The performance of the business continued to deteriorate.

At the end of 2020, SHIP had 31,693 premium-paying policyholders and 4,971 insureds on claim, according to Altman’s quarterly report on SHIP’s status.

The company as a whole lost $306 million in 2020 on $1.4 billion in assets. It had $2.6 billion in policyholder liabilities, and a $1.2 billion deficit.

The company had an average of $42,630 in assets per insured, and $80,280 in liabilities.

The Rehab Path

The Pennsylvania SHIP rehab plan calls for a state’s insurance regulators to opt in to the plan or opt out.

If South Carolina opts in, Pennsylvania can let SHIP raise rates in South Carolina, and, in some cases, premiums might increase more than 500%, Farmer said.

If South Carolina opts out, SHIP could reduce benefits for South Carolina policyholders with approval from South Carolina regulators, he said.

“We do not believe Pennsylvania has authority to raise rates or lower benefits for South Carolina consumers,” Farmer said.

Rehab v. Liquidation

A Pennsylvania court put SHIP in rehabilitation in 2020. Altman says in the SHIP rehab plan that “the paramount goal” of the plan should be protection of policyholders.

A complicating factor is that insurance companies have no federally backed equivalent of the Federal Deposit Insurance Corp. Instead, each state runs its own guaranty fund program, which offers some protection against insurer failure. In most states, the guaranty limit for LTCI coverage is $300,000.

When an insurer fails, the surviving insurers usually must pay assessments to make good on the guarantees.
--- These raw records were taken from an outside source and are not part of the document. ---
PR #501, opened 2019-08-12
Update pv suffixes

awalter-bnl:
This updates the PV suffixes for setpoint and readback. This is related to a recent change in the IOC that runs the hardware we use this to simulate, and the associated failure of a test we run with this simulator agianst the ophyd object.

The changes to the corresponding ophyd object can be found in `NSLS-II/nslsii` PR#71 [here](https://github.com/NSLS-II/nslsii/pull/71/files)


awalter-bnl:
closing this PR and moving the required test IOC to nsls-ii where it belongs !-)

klauer:
I'm not sure there's harm in keeping the nslsii version in sync (or not). I'd lean slightly toward keeping them the same, but am happy to defer to the decision you made @awalter-bnl.

awalter-bnl:
@klauer I moved the test-ioc to nsls-ii at the suggestion of @danielballan. His point was we should not have to make a change to caproto in order to get a test passing in ophyd due to a change. I agree with this, and hence have just moved a version of this ioc to nslsii.

I am not against removing this entirely from caproto, as it is related to some very specific hardware at NSLS-II I am not sure that caproto is the right place for this anyway.

PR #502, opened 2019-08-12
Address bit rot in master branch.

danielballan:
As noted on the Nikea Slack #caproto channel, I have set up a Travis-CI cron to run `master` daily so that we notice this faster in future.


klauer:
Failing on my patched version of `sendmsg` in trio. Should check to see if `socket.sendmsg` exists upstream yet, and if not, copy over the equivalent to make it work.

Failing that, pinning/removing trio are other options...

danielballan:
I fixed it with the lightest possible touch in 52ba37d. Agreed we should try to swing to `sendmsg`, which if I understand correctly _is_ supported now, but I'll leave that to another PR.

danielballan:
We have at least _one_ passing build (and some still in progress) so all _certain_ failures have been addressed. I move to merge this PR and continue working on the pass rate in follow-up PRs.

danielballan:
P.S. Latest commit ensures we have latest trio. Given that trio is optional/experimental, requiring the latest one feels OK to me.

danielballan:
This seems like it is not a coincidence:

image

All good on R7, failing on 3.14.

danielballan:
No difference. Exactly the same pattern, though, so at least it's reproducible. (Notice that Travis happens to list the builds in a different order, but again the R7 ones passed and the 3-14 ones failed.)

image

danielballan:
All green on the first try! This is 6aa1c30.

image

danielballan:
xref https://github.com/klauer/epics-on-travis/pull/10

danielballan:
Removed `EPICS_MAX_ARRAY_BYTES` `sed` hacks, updated `.ci` commit.

PR #506, opened 2019-08-20
Add support for caproto-put -S.

danielballan:
Previously there was no way to do something like:

```
caproto-put rpi:color 000000
```

where ``000000`` is a string. Now, we can do

```
caproto-put -S rpi:color 000000
```

and it works as intended.

### DIFF
--- a/caproto/commandline/put.py
+++ b/caproto/commandline/put.py
@@ -68,6 +68,8 @@ def main():
                               "space"))
     parser.add_argument('--array-pad', type=int, default=0,
                         help=("Pad the array up to a specified length"))
+    parser.add_argument('-S', action='store_true',
+                        help=("Interpret `data` as a string of characters."))
     parser.add_argument('--no-color', action='store_true',
                         help="Suppress ANSI color codes in log messages.")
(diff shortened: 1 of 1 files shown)


caproto/commandline/put.py
```diff
@@ -68,6 +68,8 @@ def main():
                               "space"))
     parser.add_argument('--array-pad', type=int, default=0,
                         help=("Pad the array up to a specified length"))
+    parser.add_argument('-S', action='store_true',
```
klauer:
```suggestion
    parser.add_argument('-S', dest='as_string', action='store_true',
```

caproto/commandline/put.py
```diff
@@ -84,8 +86,10 @@ def main():
         else:
             set_handler(color=not args.no_color, level='DEBUG')
     logger = logging.LoggerAdapter(logging.getLogger('caproto.ch'), {'pv': args.pv_name})
-
-    if args.array:
+    if args.S:
```
tacaswell:
```suggestion
    if args.as_string:
```

To go with @klauer 's suggestion above.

To keep one insurance company failure from killing the surviving insurers, the guaranty funds limit the percentage of premium revenue that an insurer must contribute in any given year.

The nature of the arrangement means that, in the event of a large insurer failure, a guaranty fund could take years to pay the Benefit’s protected by guaranty arrangements.
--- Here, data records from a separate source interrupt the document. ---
PR #512, opened 2019-09-17
Allow setting a global timeout via CAPROTO_TIMEOUT env var

mrakitin:
This is based on the discussion in the [Nikea Slack](https://nikea.slack.com/archives/C7QGYD0KW/p1568722811013200). The proposed update allows setting a global timeout via an environment variable `CAPROTO_TIMEOUT`.

### DIFF
--- a/caproto/threading/client.py
+++ b/caproto/threading/client.py
@@ -910,8 +910,9 @@ class Context:
         If None is specified, a fresh one is instantiated.
     timeout : number or None, optional
         Number of seconds before a CaprotoTimeoutError is raised. This default
-        can be overridden at the PV level or for any given operation. If
-        unset, the default is 2 seconds. If None, never timeout.
+        can be overridden at the PV level or for any given operation. If unset,
+        the default is 2 seconds. If None, never timeout. A global timeout can
+        be specified via an environment variable ``CAPROTO_TIMEOUT``.
     host_name : string, optional
         uses value of ``socket.gethostname()`` by default
     client_name : string, optional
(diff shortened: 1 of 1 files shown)


mrakitin:
I'd love to have a test, but not sure how to approach it. https://github.com/caproto/caproto/blob/e1f945a059d189a0231b85fe91e277b48c4bc8d4/caproto/tests/test_cli_scripts.py#L77 comment says to skip the long-running tests. What are they?

danielballan:
I think it's OK to merge this un-tested (once we agree on precedence) because it is easy to understand.

> What are they?

I actually don't know. That comment might be out of date.

mrakitin:
> This gives the environment variable priority over the `timeout` keyword argument. If I instantiate a `Context` with an explicit timeout like `Context(timeout=10)` I might be surprised to find my user input silently ignored.
> 
> What if we give the environment variable lowest precedence? The effect, I believe, would be the same because in practice we rarely (maybe never) actually use the `Context`'s `timeout` parameter, but we would avoid laying a "user input ignored" trap.
> 
> If there is an argument for giving the environment a priority higher than lowest priority, should it be higher still?

There are no any arguments from my side, but I wasn't sure how to workaround those:
- If unset, the default is 2 seconds.
- If None, never timeout.

so I ended up in having the env var a higher priority. What would be the `if` condition given the 2 boundary conditions above? How should it fall back to the env var's value?

danielballan:
Would this work?

```py
GLOBAL_DEFAULT_TIMEOUT = os.environ.get("CAPROTO_TIMEOUT", 2)
# up next to CONTEXT_DEFAULT_TIMEOUT and PV_DEFAULT_TIMEOUT sentinels

...

class Context:
    def __iniit__(..., timeout=GLOBAL_DEFAULT_TIMEOUT, ...):
```

danielballan:
It might be worth including `DEFAULT` in the env var name, as in `CAPROTO_DEFAULT_TIMEOUT`. Just for consideration.

mrakitin:
I like the ideas, thanks @danielballan. Will look at the implementation later today.

mrakitin:
Thanks :)

PR #522, opened 2019-10-06
Release notes for v0.4.1

danielballan:
Let's get a release out to make ``async_lib.Event`` available so that the new 
``worker_thread_pc`` IOC example works on a released version of caproto.


danielballan:
Two builds had one random failure each, not the same one.

Issue #525, opened 2019-10-08
caproto server interface with pyepics


vstadnytskyi:
I have created [my repository](https://github.com/vstadnytskyi/caproto-sandbox/issues), where I explore caproto. I am having an issue with caproto server interfacing pyepics, and I don't understand what is going on.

But Farmer has argued that a rehabilitation process — which, in theory, leaves open the possibility that a failed insurer could be sold, or revived in some other way — is inappropriate for SHIP.

“Many states, including South Carolina, believe this company should have been placed into liquidation a long time ago and that all the Pennsylvania rehabilitator is doing is wasting the assets of the insurer,” Farmer said in a list of answers to frequently asked questions posted on the South Carolina Department of Insurance website.

Pictured: Ray Farmer (Photo: South Carolina Department of Insurance)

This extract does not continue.